A few AI researchers [section «possible directions»] work on bottom-up approach, i.e. starting with low-level objectives (such as maximizing predictability of environment or of effect on environment), then adding higher-level objectives for intrinsic motivation (such as maximizing learning progress or available future options), and only then adding high-level objectives for problems of interest (such as maximizing game score). This approach is expected to lead to more robust solutions for high-level problems because learning with low-level objectives leads to agent also learning self-directing or self-correcting behavior helpful in non-standard or dangerous situations with zero information about them effectively provided by high-level objective. It is quite possible that some set of universal low-level objectives might be derived from a few equations governing flow of energy and information. So that optimization with those objectives might lead to intelligence of computers in a analogous way to how evolution of the Universe governed by laws of physics leads to intelligence of organisms.

While solving high-level problems in simulated environments such as Go had successes, solving low-level problems such as vision and robotics are yet to have such successes. Humans can’t learn to play Go without first learning to discern board and move stones. Computer can solve some high-level problems without ability to solve low-level ones when high-level problems are abstracted away from low-level subproblems by humans. It is low-level problems which are more computationally complex for both humans and computers although not necessarily more complex as mathematical or engineering problems. It is low-level problems which are prerequisites for commonsense reasoning, i.e. estimating plausibility of given hypothesis from given observations and previously acquired knowledge, which is necessary for machine to adapt to arbitrary given environment and to solve arbitrary high-level problem in that environment [21] [22].

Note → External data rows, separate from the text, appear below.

PR #70368, opened 2024-05-06
fix(replay): Remove View Sample Replay button

c298lee:
Removes view sample replay button from replay onboarding because we're not supposed to rely on Arcade inside Sentry.

Relates to https://github.com/getsentry/team-replay/issues/433 and https://github.com/getsentry/getsentry/pull/13875


michellewzhang (approved):
🚮

PR #70372, opened 2024-05-06
ref(hybrid-cloud): Remove success logs on integration proxying

leeandher:
Inspired by @JoshFerge, removing some more logs that are too large in volume to be useful. The useful data is already tracked in metrics so we can just retain logging for failure states and debugging instead.


mrduncan (approved):
Nice!

PR #70373, opened 2024-05-06
feat(perf): Update the Spans tab in Transaction Summary

0Calories:
Upgrades the `Spans` tab on the transaction summary to query from the Span metrics dataset and changes the table to have columns more relevant to span metrics.

### Before
image

### After
image

**TODO in followup PRs**
- [ ] Searchbar needs to be implemented (and not auto-suggest irrelevant transaction tags that don't work)


static/app/views/performance/transactionSummary/transactionSpans/spanMetricsTable.tsx
```diff
@@ -0,0 +1,197 @@
...
+export default function SpanMetricsTable(props: Props) {
+  const {project, transactionName} = props;
+  const organization = useOrganization();
+
+  const location = useLocation();
+  const spansCursor = decodeScalar(location.query?.[QueryParameterNames.SPANS_CURSOR]);
+  const spanOp = decodeScalar(location.query?.spanOp);
+
+  const filters: SpanMetricsQueryFilters = {
+    transaction: transactionName,
```
shruthilayaj, line 99: should this also include transaction op and http op filters?

shruthilayaj (approved):

PR #70382, opened 2024-05-06
feat(cache): add cache widget

DominikB2014:
Add cache widget
image

### DIFF
--- a/static/app/views/performance/landing/widgets/widgets/lineChartListWidget.tsx
+++ b/static/app/views/performance/landing/widgets/widgets/lineChartListWidget.tsx
@@ -1,6 +1,7 @@
 import {Fragment, useMemo, useState} from 'react';
 import styled from '@emotion/styled';
 import pick from 'lodash/pick';
+import * as qs from 'query-string';
 
 import Accordion from 'sentry/components/accordion/accordion';
 import {LinkButton} from 'sentry/components/button';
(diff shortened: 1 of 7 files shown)


static/app/views/performance/landing/widgets/widgets/lineChartListWidget.tsx
```diff
@@ -624,6 +684,30 @@ export function LineChartListWidget(props: PerformanceWidgetProps) {
                   </Fragment>
                 </RoutingContextProvider>
               );
+            case PerformanceWidgetSetting.HIGHEST_CACHE_MISS_RATE_TRANSACTIONS:
+              const cacheMissRate = listItem[fieldString];
+              const target = normalizeUrl(
+                `${CACHE_BASE_URL}/?${qs.stringify({transaction: transaction})}`
+              );
```
narsaynorath, line 691:
```suggestion
              const target = normalizeUrl({
                pathname: CACHE_BASE_URL,
                query: {transaction: transaction},
              });
```

I think this also works and avoids the extra import to force this into a string if you want to use it

narsaynorath (approved):
Looks good to me. I found some things during testing like:
1. Could use a "View All" button in the top right that links to the main cache module page
2. Found a weird bug where the data for the samples panel wasn't really getting anything
3. Clicking "Try Different Samples" seemed to always return the same ones, although this might be from sampling and not a caching issue like I had thought

None of these are blockers for this PR

PR #70390, opened 2024-05-06
chore(actor) Remove ActorTuple and use RpcActor instead

markstory:
Replace our usage of `ActorTuple` with `RpcActor`. These classes are very similar but `RpcActor` has far wider usage both in sentry and getsentry. I plan to rename `RpcActor` to `Actor` once the `Actor` model has been removed (soon).


evanpurkhiser (approved):

src/sentry/api/serializers/models/alert_rule.py
```diff
@@ -197,8 +197,8 @@ def get_attrs(
             )
             result[item]["activations"] = serialize(activations, **kwargs)
 
-            actor = ActorTuple.from_id(user_id=item.user_id, team_id=item.team_id)
-            if actor:
+            if item.user_id or item.team_id:
+                actor = RpcActor.from_id(user_id=item.user_id, team_id=item.team_id)
```
wedamija, line 201: Wondering if the interface for `from_id` should just return `None` if both ids are `None`?

src/sentry/api/serializers/rest_framework/mentions.py
```diff
@@ -43,9 +42,9 @@ def extract_user_ids_from_mentions(organization_id, mentions):
     }
 
 
-def separate_actors(actors):
-    users = [actor for actor in actors if actor.type is User]
-    teams = [actor for actor in actors if actor.type is Team]
+def separate_actors(actors: Sequence[RpcActor]):
+    users = [actor for actor in actors if actor.actor_type == ActorType.USER]
+    teams = [actor for actor in actors if actor.actor_type is ActorType.TEAM]
```
wedamija, line 47: Why `is` vs `==`?

wedamija (approved):

src/sentry/api/serializers/rest_framework/mentions.py
markstory: That's a mistake, I'll align on `==`.

PR #70398, opened 2024-05-06
cogs(access-logs): dont log internal methods

JoshFerge:
The purpose of access logs is to monitor how our API is used externally. We shouldn't log access info for internal API calls. volume wise, this is mainly RPC methods taking up the bulk of the logs. https://cloudlogging.app.goo.gl/qzdQHVAyBtPtAPk49

### DIFF
--- a/src/sentry/middleware/access_log.py
+++ b/src/sentry/middleware/access_log.py
@@ -19,6 +19,8 @@ from . import is_frontend_request
 
 api_access_logger = logging.getLogger("sentry.access.api")
 
+EXCLUSION_PATHS = settings.ACCESS_LOGS_EXCLUDE_PATHS + settings.ANONYMOUS_STATIC_PREFIXES
+
 
 @dataclass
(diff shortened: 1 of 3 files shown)


src/sentry/middleware/access_log.py
```diff
@@ -125,8 +127,9 @@ def middleware(request: Request) -> Response:
         if not settings.LOG_API_ACCESS:
             return get_response(request)
 
-        if request.path_info.startswith(settings.ANONYMOUS_STATIC_PREFIXES):
+        if request.path_info.startswith(EXCLUSION_PATHS):
```
vartec, line 130: TIL that `startswith` can takes tuple of prefixes.

vartec (approved):

src/sentry/middleware/access_log.py
JoshFerge: 😅 same

PR #70399, opened 2024-05-06
OPS-5392 add datadog event support

nirajdewani:
## Description

I'd like to add support for [Datadog Events](https://docs.datadoghq.com/service_management/events/guides/dogstatsd/).
Pasting context from [OPS-5392](https://getsentry.atlassian.net/browse/OPS-5392):
> Currently back pressure sends metrics to Datadog ([https://app.datadoghq.com/dashboard/qnx-z63-3di/backpressure-monitoring](https://app.datadoghq.com/dashboard/qnx-z63-3di/backpressure-monitoring?fromUser=false&refresh_mode=paused&view=spans&from_ts=1709132829007&to_ts=1709137896990&live=false)).
We should send datadog events instead (or as well): https://docs.datadoghq.com/service_management/events/ 
This would enable us to do things like:
>- Trigger DD monitors for alerting purposes (eg. notifying slack / PagerDuty)
>- overlay events on top of dashboard widgets
>- add tags to events to support analysis / grouping

## (Potential) To Do
Added a unit test; please let me know if/how I can test this better.

[OPS-5392]: https://getsentry.atlassian.net/browse/OPS-5392?atlOrigin=eyJpIjoiNWRkNTljNzYxNjVmNDY3MDlhMDU5Y2ZhYzA5YTRkZjUiLCJwIjoiZ2l0aHViLWNvbS1KU1cifQ


src/sentry/metrics/base.py
```diff
@@ -78,3 +78,18 @@ def distribution(
...
+        alert_type: str | None = None,
+        aggregation_key: str | None = None,
+        source_type_name: str | None = None,
+        date_happened: int | None = None,
+        priority: str | None = None,
+        instance: str | None = None,
+        tags: Tags | None = None,
+        stacklevel: int = 0,
+    ) -> None:
+        raise NotImplementedError
```
iambriccardo, line 95: This will backfire when we call `.event()` and the backend configuration uses a `MetricsBackend` implementation that doesn't support this method.

For example, we are running in production the `CompositeExperimentalBackend` so it will crash Sentry immediately if we deploy this PR and call `.event()`.

I think we might have two ways of proceeding:
1. We add `pass` in the parent method.
2. We implement the `event` method in each subclass with `pass` in the body.

Considering the complexity of the change I would opt for 1:
```suggestion
        pass
```

src/sentry/metrics/datadog.py
```diff
@@ -111,3 +111,36 @@ def distribution(
     ) -> None:
         # We keep the same implementation for Datadog.
         self.timing(key, value, instance, tags, sample_rate)
+
+    def event(
```
iambriccardo, line 115: Do we want to add this also for the `dogstatsd` backend?

src/sentry/metrics/base.py
```diff
@@ -78,3 +78,18 @@ def distribution(
         stacklevel: int = 0,
     ) -> None:
         raise NotImplementedError
+
+    def event(
```
anonrig, line 82: No-one is calling this particular function right now. We should do it in this PR to eliminate the chance of having dead-code in the project

fpacifici (changes requested):
Please see comments inline

src/sentry/metrics/base.py
nirajdewani: Reverted to raising error now that the method is implemented for every derived class.
Lemme know if we should still `pass`.

src/sentry/metrics/base.py
nirajdewani: We are planning to use it in the [ops](https://github.com/getsentry/sentry/blob/699ce0cd1281cc3c7275d0a474a595375c769ae8/src/sentry/processing/backpressure/health.py) repo actually.

src/sentry/metrics/base.py
```diff
@@ -78,3 +78,18 @@ def distribution(
...
+        self,
+        key: str,
+        value: str,
+        alert_type: str | None = None,
+        aggregation_key: str | None = None,
+        source_type_name: str | None = None,
+        date_happened: int | None = None,
```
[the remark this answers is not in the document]
nirajdewani: Verified that `date_happened` will default to system time in case it is not passed. [Docs](https://datadogpy.readthedocs.io/en/latest/#datadog.api.Event).
So removed it.

src/sentry/metrics/base.py
fpacifici: We are not planning to use it in the ops repo. The ops repo does not access getsentry.
We are planning to use it in the backpressure system in sentry: https://github.com/getsentry/sentry/blob/master/src/sentry/processing/backpressure/health.py

@anonrig , that will happen in the PR @nirajdewani will write right after this one. So no issue.

src/sentry/metrics/base.py
fpacifici: Please stick to NotImplementedError here. This is an abstract class (even if it is regrettably not defined as such), so it must not be instantiated directly. As a matter of fact all the other methods in this class are raising the same exception.

The right solution is to provde a valid implementation in all subclasses, like Niraj did.

fpacifici: @nirajdewani  Have you checked if there is any subclass of this one in the `getsentry` repo?
If there is some there you will have to either add the method implementation first there and then make the change here, or actually make it temporarily `pass` here, then implement the method there and then revert this one to NotImplementedError

src/sentry/metrics/composite_experimental.py
```diff
@@ -130,3 +130,17 @@ def distribution(
...
+        message: str,
+        alert_type: str | None = None,
+        aggregation_key: str | None = None,
+        source_type_name: str | None = None,
+        priority: str | None = None,
+        instance: str | None = None,
+        tags: Tags | None = None,
+        stacklevel: int = 0,
+    ) -> None:
+        pass
```
fpacifici, line 146: If this is what we use in getsentry production, this will not work as you will not be producing any event to datadog in prod. 
You'll have to forward the call to `self._primary_banckend`

fpacifici (dismissed):
Please see comments in line

src/sentry/metrics/base.py
nirajdewani: Thanks, I checked; `InternalMetrics` in `src/sentry/utils/metrics.py` was the only subclass that was missed.
So should be okay to keep `raise NotImplementedError`.

iambriccardo (approved):
LGTM

mwarkentin (approved):

PR #70402, opened 2024-05-07
fix(middleware): Integration Fetching Logic for Gitlab Parser

iamrajjoshi:
The logic inside  `get_integration_from_request` is flawed. 

The check for "organization_slug" and "integration_id" will never return True because the function is only called when `get_response_from_gitlab_webhook` is called.

`get_response_from_gitlab_webhook` is [called](https://github.com/getsentry/sentry/blob/master/src/sentry/middleware/integrations/parsers/gitlab.py#L104-L107) only when the Endpoint is `GitlabWebhookEndpoint`. This endpoint is a webhook endpoint which will never have the above path params.

I have put this change behind an option so we can toggle it quickly. We will monitor the metric and if it is safe to do so, we will remove the option and the logic.


schew2381 (approved):
lgtm

PR #69759, opened 2024-04-26
ref(list-box): Remove context usage

ArthurKnaus:
Remove compact select specific context usage from list box to make it easier to re-use.

*I recommend hiding whitespace changes when reviewing this PR*

PR #70406, opened 2024-05-07
Revert "ref(list-box): Remove context usage"

scttcper:
Reverts getsentry/sentry#69759

dropdowns have stopped hiding things when filtering in some cases and performance of searchable compact select seems poor


scttcper:
hmm maybe there's just something missing

scttcper:
we can do this instead https://github.com/getsentry/sentry/pull/70408

PR #70415, opened 2024-05-07
feat(ddm): Add support for querying multiple use case ids in the meta endpoints

iambriccardo:
This PR adds support for querying multiple use case IDs while fetching metrics. The need for this arises from the fact that we want to allow querying all public use cases in certain situations (internal admin).

For the metrics product itself, we will always query the endpoint with a single use case per request but it's nice to have the option to load multiple ones.

I have implemented the simple version that just makes 4 queries for each use case id, to avoid using the `IN` operator + group by use case but in case we see a substantial performance problem we can switch the implementation to using the `IN`.


src/sentry/snuba/metrics_layer/query.py
```diff
@@ -549,24 +559,26 @@ def fetch_metric_tag_keys(
...
     Helper function for querying the meta table. This will query across all four metric types, and resolve all the resulting
     values. If an MRI is provided, it is assumed that this function should find unique tag keys for that MRI.
     """
+    if len(use_case_ids) == 0:
+        raise InvalidParams("You must supply at least one use case id")
 
     if mri:
         column_name = "tag_key"
-        metric_id = resolve_weak(use_case_id, org_id, mri)
+        metric_id = resolve_weak(use_case_ids[0], org_id, mri)
```
evanh, line 581: How does this work if the MRI has a different use case from `use_case_ids[0]`?

src/sentry/snuba/dataset.py
```diff
@@ -73,6 +73,10 @@ class EntityKey(Enum):
     GenericMetricsSets = "generic_metrics_sets"
     GenericMetricsCounters = "generic_metrics_counters"
     GenericMetricsGauges = "generic_metrics_gauges"
+    GenericMetricsDistributionsMeta = "generic_metrics_distributions_meta"
```
evanh, line 76: Why did you add these? I don't think the meta tables should be queryable outside of the metrics layer.

src/sentry/snuba/metrics_layer/query.py
```diff
@@ -532,14 +532,24 @@ def convert_snuba_result(
     return snuba_result
 
 
+def fetch_metric_mris_for_use_cases(
```
evanh, line 535: I think you should make this `_fetch_metric_mris_for_use_cases`, to drive home the point that this is not the accepted way to query this data.

evanh (commented):
I'm not sure I understand the utility of this change. If the need is just for an internal admin product, why not call the function multiple times for each use case? Why create an opportunity for misuse?

src/sentry/snuba/metrics_layer/query.py
iambriccardo: It works in exactly the same way as your implementation, it will fail resolution.

src/sentry/snuba/metrics_layer/query.py
iambriccardo: This is a good point.

src/sentry/snuba/dataset.py
iambriccardo: The thing is that this entity key can be queried nonetheless so I would prefer to centralized its definition. The same was done for generic org counters, they are not needed outside of dynamic sampling but they are defined here for clarity.

iambriccardo:
> I'm not sure I understand the utility of this change. If the need is just for an internal admin product, why not call the function multiple times for each use case? Why create an opportunity for misuse?

The rationale of the change is that I do not want to sequentially call the function, I would like to parallelize as much as possible to not slow down admin too much.

evanh:
> I would like to parallelize as much as possible to not slow down admin too much.

Which admin tool is this? Why does it matter if it's slower?

src/sentry/snuba/dataset.py
evanh: The only place these entities are queried is the metrics layer. Adding them here implies that querying them outside the metrics layer is an allowed practice, and I don't think it should be.

src/sentry/snuba/metrics_layer/query.py
evanh: I see. This function has been overloaded and the correct call parameters are no longer as clear. I think there should be a check here that if an `mri` is provided, then exactly one `use_case_id` should be provided. Then it is clear what the intended use of this function is.

evanh (changes requested):

iambriccardo:
Thanks for the comments, will change update the PR.

iambriccardo:
Decided offline to not merge this change and see how sequential queries perform.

The biggest obstacle to applications in real-world environments as opposed to simulated environments seems to be underconstrained objectives for optimization. Any sufficiently complex model trained with insufficiently constrained objective will exploit any pattern found in training data that relates input to target variables but spurious correlations won’t generalize to testing data [23] [24].

Even billion examples don’t constrain optimization sufficiently and don’t lead to major performance gains in image recognition [25] [26].

Agent finds surprising ways to exploit simulated environment to maximize objective not constrained enough to prevent exploits [27].

Two ways to constrain optimization sufficiently to avoid non-generalizable solutions are more informative data for training (using physics of real world or dynamics of social world as sources of signal as opposed to simulated environments not nearly as complex and not representative of corner cases in real/social world) and more complex objectives for optimization (predicting not only statistics of interest such as future cumulative rewards conditionally on agent’s next actions but also predicting dynamics, i.e. some arbitrary future properties of environment conditionally on some arbitrary hypothetical future events including agent’s next actions — progress in learning to make such predictions might be the strongest form of intrinsic motivation for agent).

There is enormous gap between complexity of simulated environments available for present computers and complexity of real-world environments available for present robots so that agent trained in simulated environment can’t be transfered to robot in real-world environment with acceptable performance and robustness [28].

Boston Dynamics researchers don’t use machine learning to control robots — they use real-time solvers of differential equations to calculate dynamics and optimal control for models of robots and environments which are not learned from data but specified manually [29] [30].

MIT team didn’t use machine learning to control their robot in DARPA Robotics Challenge 2015, and their robot was the only robot which didn’t fall or need physical assistance from humans [31].

Long tails might be not learnable statistically and require reasoning at test time. It might be impossible to encode all patterns into parameters of statistical model. A phenomena might not admit separating data by any number of decision hyper-planes. Not only statistics but dynamics of phenomena might have to be calculated by model. Model might have to be programmed or/and trained to simulate dynamics of phenomena.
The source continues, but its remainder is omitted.